TASK TO CARRY OUT → Which lines of the data contain the string "tests"? Copy every one of them.

INFORMATION →
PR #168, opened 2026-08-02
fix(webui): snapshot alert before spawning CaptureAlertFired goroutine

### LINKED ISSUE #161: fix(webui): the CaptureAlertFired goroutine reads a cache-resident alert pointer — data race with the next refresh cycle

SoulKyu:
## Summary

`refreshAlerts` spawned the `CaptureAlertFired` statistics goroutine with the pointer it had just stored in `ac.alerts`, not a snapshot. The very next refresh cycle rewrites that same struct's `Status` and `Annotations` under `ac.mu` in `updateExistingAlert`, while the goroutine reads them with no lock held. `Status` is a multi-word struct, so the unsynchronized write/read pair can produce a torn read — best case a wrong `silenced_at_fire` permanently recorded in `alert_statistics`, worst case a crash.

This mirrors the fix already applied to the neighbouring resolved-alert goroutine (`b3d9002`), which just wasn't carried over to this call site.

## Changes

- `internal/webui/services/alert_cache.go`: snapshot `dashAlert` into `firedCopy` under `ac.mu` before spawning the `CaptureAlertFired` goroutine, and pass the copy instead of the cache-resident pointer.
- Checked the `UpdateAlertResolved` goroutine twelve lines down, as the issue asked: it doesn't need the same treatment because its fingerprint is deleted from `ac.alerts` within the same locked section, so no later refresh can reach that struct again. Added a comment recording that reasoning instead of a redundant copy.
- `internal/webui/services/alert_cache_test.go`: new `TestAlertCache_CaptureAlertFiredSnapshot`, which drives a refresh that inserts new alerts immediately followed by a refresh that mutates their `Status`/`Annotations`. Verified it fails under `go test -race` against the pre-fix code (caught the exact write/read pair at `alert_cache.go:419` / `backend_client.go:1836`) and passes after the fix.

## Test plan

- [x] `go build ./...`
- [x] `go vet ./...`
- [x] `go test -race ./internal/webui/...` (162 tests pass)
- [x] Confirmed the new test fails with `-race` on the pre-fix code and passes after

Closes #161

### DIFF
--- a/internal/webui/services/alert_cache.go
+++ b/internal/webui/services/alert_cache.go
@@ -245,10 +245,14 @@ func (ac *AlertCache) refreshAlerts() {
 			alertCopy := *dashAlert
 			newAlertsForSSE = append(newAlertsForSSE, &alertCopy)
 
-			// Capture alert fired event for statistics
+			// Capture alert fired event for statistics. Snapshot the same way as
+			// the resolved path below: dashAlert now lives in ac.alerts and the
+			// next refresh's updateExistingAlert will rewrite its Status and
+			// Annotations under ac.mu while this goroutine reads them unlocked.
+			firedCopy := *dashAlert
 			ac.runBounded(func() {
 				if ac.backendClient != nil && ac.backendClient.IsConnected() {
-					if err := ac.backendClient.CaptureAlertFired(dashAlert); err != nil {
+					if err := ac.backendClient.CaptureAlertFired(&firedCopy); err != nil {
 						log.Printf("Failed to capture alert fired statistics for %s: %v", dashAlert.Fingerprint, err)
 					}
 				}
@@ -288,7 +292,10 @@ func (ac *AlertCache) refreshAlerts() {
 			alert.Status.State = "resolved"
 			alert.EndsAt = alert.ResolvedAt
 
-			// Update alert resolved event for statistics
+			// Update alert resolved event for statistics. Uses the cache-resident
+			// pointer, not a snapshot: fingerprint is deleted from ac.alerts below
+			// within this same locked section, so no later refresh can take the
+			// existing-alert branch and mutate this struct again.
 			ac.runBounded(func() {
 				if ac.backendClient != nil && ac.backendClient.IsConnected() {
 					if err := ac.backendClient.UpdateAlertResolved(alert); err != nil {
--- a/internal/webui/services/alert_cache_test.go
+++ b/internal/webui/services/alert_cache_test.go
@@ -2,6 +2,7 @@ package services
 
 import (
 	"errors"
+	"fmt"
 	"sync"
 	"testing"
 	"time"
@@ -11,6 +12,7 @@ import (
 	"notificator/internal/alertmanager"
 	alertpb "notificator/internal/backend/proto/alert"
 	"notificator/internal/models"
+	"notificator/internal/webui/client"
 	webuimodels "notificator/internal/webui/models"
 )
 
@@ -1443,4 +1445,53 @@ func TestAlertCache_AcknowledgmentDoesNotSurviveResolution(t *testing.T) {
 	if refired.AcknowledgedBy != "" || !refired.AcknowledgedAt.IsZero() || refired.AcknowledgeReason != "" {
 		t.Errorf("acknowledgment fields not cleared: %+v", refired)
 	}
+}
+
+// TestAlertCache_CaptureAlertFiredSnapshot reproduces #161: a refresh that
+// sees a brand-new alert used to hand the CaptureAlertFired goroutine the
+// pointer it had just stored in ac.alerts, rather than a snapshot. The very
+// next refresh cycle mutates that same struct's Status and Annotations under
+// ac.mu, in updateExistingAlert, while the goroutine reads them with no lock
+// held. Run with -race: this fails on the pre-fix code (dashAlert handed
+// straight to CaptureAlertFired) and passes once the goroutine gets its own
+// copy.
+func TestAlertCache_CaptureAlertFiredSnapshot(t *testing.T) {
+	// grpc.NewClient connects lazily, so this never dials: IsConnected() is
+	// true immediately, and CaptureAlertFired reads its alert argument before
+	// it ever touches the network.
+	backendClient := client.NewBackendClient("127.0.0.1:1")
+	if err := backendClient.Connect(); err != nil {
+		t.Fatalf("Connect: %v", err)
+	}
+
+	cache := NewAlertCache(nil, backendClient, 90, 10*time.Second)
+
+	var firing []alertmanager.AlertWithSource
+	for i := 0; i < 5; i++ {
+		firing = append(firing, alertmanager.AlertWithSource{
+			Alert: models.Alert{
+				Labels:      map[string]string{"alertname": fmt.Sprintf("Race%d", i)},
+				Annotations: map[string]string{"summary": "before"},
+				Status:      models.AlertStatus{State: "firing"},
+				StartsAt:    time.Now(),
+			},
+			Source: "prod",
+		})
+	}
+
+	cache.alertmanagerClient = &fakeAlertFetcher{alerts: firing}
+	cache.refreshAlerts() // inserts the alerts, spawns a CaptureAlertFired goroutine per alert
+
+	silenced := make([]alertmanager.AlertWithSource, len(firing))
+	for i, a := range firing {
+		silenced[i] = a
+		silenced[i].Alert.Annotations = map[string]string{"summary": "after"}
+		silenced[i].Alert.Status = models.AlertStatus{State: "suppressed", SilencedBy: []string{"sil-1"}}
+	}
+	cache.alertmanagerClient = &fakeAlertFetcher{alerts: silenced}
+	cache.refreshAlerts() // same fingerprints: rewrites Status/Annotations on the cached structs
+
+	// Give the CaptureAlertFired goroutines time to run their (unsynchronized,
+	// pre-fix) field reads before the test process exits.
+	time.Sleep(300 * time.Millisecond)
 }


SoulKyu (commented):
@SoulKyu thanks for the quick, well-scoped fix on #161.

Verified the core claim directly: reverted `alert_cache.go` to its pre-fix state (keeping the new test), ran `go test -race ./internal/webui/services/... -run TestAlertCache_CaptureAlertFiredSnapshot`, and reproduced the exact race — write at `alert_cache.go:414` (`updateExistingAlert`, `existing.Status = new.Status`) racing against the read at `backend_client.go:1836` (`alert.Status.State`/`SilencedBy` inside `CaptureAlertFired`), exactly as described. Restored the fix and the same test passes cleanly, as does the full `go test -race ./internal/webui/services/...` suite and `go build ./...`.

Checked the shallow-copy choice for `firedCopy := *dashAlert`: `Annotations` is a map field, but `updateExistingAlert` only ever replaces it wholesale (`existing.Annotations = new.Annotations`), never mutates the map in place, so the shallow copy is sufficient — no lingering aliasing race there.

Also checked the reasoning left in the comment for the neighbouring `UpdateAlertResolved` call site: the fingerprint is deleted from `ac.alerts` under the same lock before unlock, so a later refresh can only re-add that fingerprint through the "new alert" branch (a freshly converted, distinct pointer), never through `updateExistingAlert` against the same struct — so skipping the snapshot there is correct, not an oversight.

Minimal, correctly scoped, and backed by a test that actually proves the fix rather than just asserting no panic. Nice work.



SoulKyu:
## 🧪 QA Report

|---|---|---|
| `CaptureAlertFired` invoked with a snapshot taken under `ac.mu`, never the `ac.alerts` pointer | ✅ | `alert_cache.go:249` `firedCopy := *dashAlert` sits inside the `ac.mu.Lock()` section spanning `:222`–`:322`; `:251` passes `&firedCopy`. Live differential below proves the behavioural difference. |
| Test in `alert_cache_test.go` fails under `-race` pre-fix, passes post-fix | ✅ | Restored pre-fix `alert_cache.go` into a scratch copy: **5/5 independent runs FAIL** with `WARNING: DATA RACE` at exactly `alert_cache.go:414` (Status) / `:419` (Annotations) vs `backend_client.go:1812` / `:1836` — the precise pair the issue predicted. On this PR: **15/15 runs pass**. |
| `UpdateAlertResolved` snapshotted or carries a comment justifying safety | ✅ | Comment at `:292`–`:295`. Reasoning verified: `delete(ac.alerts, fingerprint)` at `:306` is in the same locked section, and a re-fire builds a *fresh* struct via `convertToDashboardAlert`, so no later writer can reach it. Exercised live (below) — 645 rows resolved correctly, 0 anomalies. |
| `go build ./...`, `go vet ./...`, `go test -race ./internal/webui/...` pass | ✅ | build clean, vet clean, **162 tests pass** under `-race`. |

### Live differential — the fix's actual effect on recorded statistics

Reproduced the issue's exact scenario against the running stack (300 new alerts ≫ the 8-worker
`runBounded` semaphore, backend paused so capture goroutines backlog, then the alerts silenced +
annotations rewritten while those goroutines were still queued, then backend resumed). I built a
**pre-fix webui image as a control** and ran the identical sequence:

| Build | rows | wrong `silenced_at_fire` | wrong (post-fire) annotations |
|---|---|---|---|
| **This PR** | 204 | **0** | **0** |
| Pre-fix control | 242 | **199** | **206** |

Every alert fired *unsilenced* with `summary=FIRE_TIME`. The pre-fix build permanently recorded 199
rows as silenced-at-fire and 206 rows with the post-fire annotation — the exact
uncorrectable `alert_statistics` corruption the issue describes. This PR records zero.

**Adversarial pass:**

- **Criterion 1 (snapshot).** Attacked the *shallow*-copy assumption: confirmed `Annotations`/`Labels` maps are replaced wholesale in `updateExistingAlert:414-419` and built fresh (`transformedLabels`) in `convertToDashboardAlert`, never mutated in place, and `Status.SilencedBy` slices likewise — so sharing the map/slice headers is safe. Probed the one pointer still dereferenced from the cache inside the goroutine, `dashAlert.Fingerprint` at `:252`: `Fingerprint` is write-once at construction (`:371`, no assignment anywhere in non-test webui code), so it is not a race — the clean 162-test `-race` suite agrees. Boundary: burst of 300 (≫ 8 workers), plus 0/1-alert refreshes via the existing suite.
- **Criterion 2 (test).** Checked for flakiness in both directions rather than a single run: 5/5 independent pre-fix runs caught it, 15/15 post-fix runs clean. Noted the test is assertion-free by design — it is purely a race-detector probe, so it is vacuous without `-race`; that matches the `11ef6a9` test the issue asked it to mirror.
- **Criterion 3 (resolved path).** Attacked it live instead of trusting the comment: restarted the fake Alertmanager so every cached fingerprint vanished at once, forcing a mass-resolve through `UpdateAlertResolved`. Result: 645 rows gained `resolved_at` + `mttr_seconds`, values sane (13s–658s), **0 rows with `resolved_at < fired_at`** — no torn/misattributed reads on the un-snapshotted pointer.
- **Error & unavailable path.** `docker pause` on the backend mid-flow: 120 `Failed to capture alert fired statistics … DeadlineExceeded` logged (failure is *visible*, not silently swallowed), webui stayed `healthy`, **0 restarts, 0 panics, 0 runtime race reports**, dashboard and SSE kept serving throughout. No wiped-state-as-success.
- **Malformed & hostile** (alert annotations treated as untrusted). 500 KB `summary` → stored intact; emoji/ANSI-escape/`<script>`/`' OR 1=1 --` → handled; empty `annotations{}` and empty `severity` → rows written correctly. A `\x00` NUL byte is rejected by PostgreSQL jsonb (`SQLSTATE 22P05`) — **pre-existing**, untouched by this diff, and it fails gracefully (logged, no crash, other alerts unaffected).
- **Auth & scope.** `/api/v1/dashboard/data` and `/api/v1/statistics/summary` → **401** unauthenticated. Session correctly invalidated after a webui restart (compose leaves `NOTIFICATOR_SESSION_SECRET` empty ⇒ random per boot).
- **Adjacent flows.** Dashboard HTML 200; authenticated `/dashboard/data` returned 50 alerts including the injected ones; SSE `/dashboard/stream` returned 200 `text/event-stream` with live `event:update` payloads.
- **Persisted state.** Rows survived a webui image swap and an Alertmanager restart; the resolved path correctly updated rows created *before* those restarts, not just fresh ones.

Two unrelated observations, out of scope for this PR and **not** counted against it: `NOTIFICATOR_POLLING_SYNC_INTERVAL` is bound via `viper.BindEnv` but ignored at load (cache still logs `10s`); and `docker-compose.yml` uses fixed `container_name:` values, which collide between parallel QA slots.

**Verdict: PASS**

EXERCISE ANSWER →
- [x] `go test -race ./internal/webui/...` (162 tests pass)
| `go build ./...`, `go vet ./...`, `go test -race ./internal/webui/...` pass | ✅ | build clean, vet clean, **162 tests pass** under `-race`. |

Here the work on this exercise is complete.